With a smirk, Roark turned his arm over and showed her the faulty portal spell that had brought him to Cruel Citadel.
She raised one dark brow. “Bleeding hells, Roark, you’re not a roll of parchment.”
“Don’t tell my skin that,” he joked. He slipped his vambraces back on and tied them in place. “It didn’t work right anyway. Neither have any of the portals I’ve tried inscribing in my spell slots since coming to Hearthworld. I can’t create a usable portal
, let alone one stable enough to put me back in Traisbin.”
“You’re trying to get back to Traisbin? But why? You got away.”
He locked eyes with his sister. “I’m going to kill him, Talise. I couldn’t do anything when we were kids, but I can now. I’m done running. If it’s the last bloody thing I do, I’m going to kill the Tyrant King.”
“Then you’ll need me to go back.”
“Like seven hells I do. You’re going to hide here in this realm. I just have to get in contact with one of my Greater Vassals—”
Talise raised her chin and cut him off. “You’ll never get past Lowen without my help, let alone get close enough to kill Marek. I’m your only hope.”

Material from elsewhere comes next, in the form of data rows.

PR #215, opened 2017-06-24
tell cmake to use rpath to avoid having to set DYLD_LIBRARY_PATH

agramfort:
this avoids the need to set DYLD_LIBRARY_PATH on my mac after doing a make install in a custom folder.

maybe this can be helpful for our problem on mac @eolivi

### DIFF
--- a/OpenMEEG/cmake/OpenMEEGOptions.cmake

“I’ll find another way,” Roark insisted.
“No, you won’t. Not without me.”
Roark balled his fists at his sides. The worst of it was, she might be right. And even if she wasn’t, the safest place for her truly was back at Marek’s side, playing the dutiful granddaughter-cum-weapon. Nothing could hurt her there but the Tyrant King himself, and she’d already more than proven that she could remain in his good graces without revealing her true hatred.
“How did you get us here?” he asked.
“Port stone.” She produced another of the smooth river rocks, turning it over to show him the glowing icy rune carved into the surface.
“Can it take you directly back to Marek?”
She shook her head. “It only works between Hearthworld and this place. Lowen has been experimenting with them. He’s sent a number of scouts through already. He’s quite awed with this world you know. I suspect Marek may well try to take it once he has his pendant back.” She shrugged. “But as for the port stones, from here I can take us anywhere in Hearthworld, and from Hearthworld anywhere here.”
“Good. We need to go to the throne room of the Cruel Citadel.” Roark dragged his claws through his hair, remembering the way he’d left Griff and his troops. Hopefully they had all retreated to the second floor. Lowen probably hadn’t attacked, assuming Talise would stay true to their plan, but if the Herald had, Roark wanted his troops safely holed up on the opposite side of the first floor Curse Chains. “From there, we’ll figure out the safest way to get you back to Traisbin.”